[TASK GOAL]: Which lines below hold the word "because"? Copy all of them.

= = = = =

PR #803, opened 2026-08-01
Add transformation tasks and rework encounter-rate metrics

### LINKED ISSUE #802: feat: add concat_dataframes transformation task
Add a `concat_dataframes` task to `ecoscope.platform.tasks.transformation` for row-wise concatenation of 2+ dataframes that:

- Drops skipped upstream dependencies (`SkippedDependencyFallback` / skip sentinels, same pattern as `groupbykey`) so a skipped branch degrades gracefully
- Ignores empty inputs, returning an empty `DataFrame` when all inputs are dropped/empty so downstream `any_is_empty_df` skips cleanly
- Preserves `GeoDataFrame` type and CRS when any input is a GeoDataFrame
- Optionally guarantees columns exist in the output via `ensure_columns` (added with null values if absent) so downstream aggregations never hit a missing column
- Supports `reset_index` (default true)

Needed by the `patrol-encounter-rate-stats` workflow (combine patrol/event branches before split & summary).

Yun-Wu:
## Summary

Transformation tasks and an encounter-rate metrics rework — the pieces consumed together by the `patrol-encounter-rate-stats` workflow (combining patrol/event branches, then computing rate metrics). The trend chart built on top of these lands separately in a stacked PR.

### Transformation tasks (`ecoscope.platform.tasks.transformation`)

- **`concat_dataframes`** — row-wise concatenation of 2+ dataframes, modeled after `groupbykey`'s skip-sentinel handling (`SkippedDependencyFallback` drops skipped upstream dependencies before validation). Empty inputs are ignored; if all inputs are empty, the result is an empty frame preserving the union of input columns (a bare empty `DataFrame` only when every input was skipped), so downstream `any_is_empty_df` skips cleanly without losing the schema. Preserves `GeoDataFrame` type and CRS when any input is a GeoDataFrame (including mixed df/gdf inputs where `pd.concat` would otherwise return a plain frame). `ensure_columns` adds null-valued columns absent after concatenation so downstream aggregations never hit a missing column.
- **`align_keyed_iterable_to_reference`** (moved from ecoscope-workflow-task-library, see wildlife-dynamics/ecoscope-workflow-task-library#225) — reindexes a keyed iterable of DataFrames to the key universe of a reference keyed iterable, filling missing keys with an empty schema-matching DataFrame (or an explicit `fill_value`); target-only keys are preserved. Duplicate target keys and an empty target without `fill_value` raise `ValueError` instead of silently dropping data or producing schema-less frames.
- **`decompose_datetime`** — ported from `ecoscope-workflows-ext-custom` so platform-only workflows can derive calendar columns (notably `segment_start_date` for the per-patrol-day rate metric); `week`/`weekofyear` components map to `isocalendar().week` (removed from the `.dt` accessor in pandas 2.0). ⚠️ Registered under a different FQN than the ext-custom copy — specs installing both must reference it by dotted path.
- **`extract_grouper_index_names` / `rename_grouper_index_columns`** — grouper index helpers; `add_temporal_index` recomputes an existing grouper index level from the current `time_col` (idempotent, never stale); `add_spatial_index` skips groupers whose index level already exists.

### Encounter-rate metrics rework (`ecoscope.platform.tasks.analysis`)

- **`RatioOperand` / `RatioSummaryParam`** — per-group ratio of two aggregations (ratio-of-sums, not mean-of-ratios) with a `scale` factor; NaN when the denominator is 0.
- **Count/Sum aggregation annotation** (`CountAggregation`, `SumOfColumnAggregation`, `make_aggregation_json_schema_extra`, colocated with the encounter-rate task in `_patrol_summary.py`) — emits a flat `allOf`/`if`/`then` form schema instead of an `anyOf`, so RJSF retains a typed column when the user toggles between Count and Sum modes.
- **`set_encounter_rate_metrics`** — produces `list[SummaryParam]` from a task-level aggregation ("Measure Encounters By": Number of Events | Sum of an Event Field) plus a list of `EncounterRateMetric` rows:
  - New metrics: Total Events (always counts), Total Encounters, Encounters per Duration (h|d), per Distance (km|m), per Patrol, per Patrol Day — alongside the full patrol preset union (count, days, distance, duration, area covered, custom). Union order is alphabetical by title (drives the dropdown).
  - Encounter metrics follow the task-level count/sum mode; each row's optional "Event Field to Sum" overrides the task-level field (mirroring the encounter-rate map task's wording and semantics).
  - Column labels are derived from the aggregate column ("Number of Animals per Hour"); with no column they collapse to "Events per Hour", "Events per Km", "Total Events", etc.
  - Per-patrol / per-patrol-day rates use `nunique` denominators (`patrol_id` / `segment_start_date` — the latter is why `decompose_datetime` was ported).

### Tests

100 tests: `test_concat`, `test_align_keyed_iterable`, `test_decompose_datetime`, `test_indexing`, `test_aggregate`, `test_summary` (ratio semantics), `test_encounter_rate` (mode following, overrides, units, presets, end-to-end through `summarize_df`).

### Notes for consuming workflows

- Purely additive — no existing public API changed.
- The flat-conditional form schemas are a deliberate departure from pydantic's default `anyOf` rendering; workflow specs may need rjsf-override updates to match the new labels ("Measure Encounters By", "Event Field to Sum").

Closes #802


ecoscope/platform/tasks/transformation/_indexing.py
```diff
@@ -144,6 +169,9 @@ def add_spatial_index(
     if not isinstance(groupers, AllGrouper):
         spatial_groupers = [g for g in groupers if isinstance(g, SpatialGrouper)]
         for sg in spatial_groupers:
+            if sg.index_name in gdf.index.names:
+                # Already indexed by an earlier call with an overlapping grouper list.
+                continue
```
atmorling, line 177: Interested to know why we skip in the case of overlapping indexes for spatial groupers, but for temporal groupers we overwrite an overlapping index? I'm not strongly opinionated one way or the other but we should have the behaviour be consistent across groupers. Perhaps adding a `skip_if_index_exists` flag or similar?

ecoscope/platform/tasks/analysis/_patrol_summary.py
```diff
@@ -186,3 +197,339 @@ def set_patrol_summary_metrics(
...
+    ] = "total_encounter"
+    aggregate_column: Annotated[str, _PER_METRIC_AGGREGATE_COLUMN_FIELD] = ""
+
+    def to_summary_param(self, aggregate_column: str | None = None) -> StatSummaryParam:
+        column = self.aggregate_column or aggregate_column
+        operand = _event_numerator(column)
+        # "Total Encounters" in count mode, not "Total Events": TotalEventsMetric
+        # owns that display name, and summarize_df keys columns by display name.
+        return StatSummaryParam(
+            display_name=f"Total {_event_label(column)}" if column else "Total Encounters",
```
atmorling, line 259: At the risk of a dumb question: why does `to_summary_param` allow overriding `aggregate_column`?

It seems like there's a convention to the display names based on the comment about "Total Events" being owned by a different model but there's nothing stopping me from calling `TotalEncounterMetric.to_summary_param("events")` right?

Mostly curious because, _if_ we removed that override then we could fix the display_name as a field on the model itself which would be a little more readable and less risky with regards to overlapping names.

atmorling (changes requested):
Looks great overall @Yun-Wu TYSM - have requested changes just to discuss the inconsistent indexing behaviour between `add_temporal_index` and `add_spatial_index`

ecoscope/platform/tasks/analysis/_patrol_summary.py
Yun-Wu: Good question. There may be multiple metrics in the patrol-encounter-rate-stats workflow and imho it's a bit tedious to put in the column name for every single one of them. So I created an extra field that will be applied to all encounter rate related metrics

ecoscope/platform/tasks/transformation/_indexing.py
Yun-Wu: Mainly because spatial groupers are almost guaranteed to generate the same result assuming there's one geometry column. But your comment makes sense. I've aligned them to both skipping duplicate indexes

atmorling (approved):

= = = = =

[YOUR SOLUTION]:
Mostly curious because, _if_ we removed that override then we could fix the display_name as a field on the model itself which would be a little more readable and less risky with regards to overlapping names.
Yun-Wu: Mainly because spatial groupers are almost guaranteed to generate the same result assuming there's one geometry column. But your comment makes sense. I've aligned them to both skipping duplicate indexes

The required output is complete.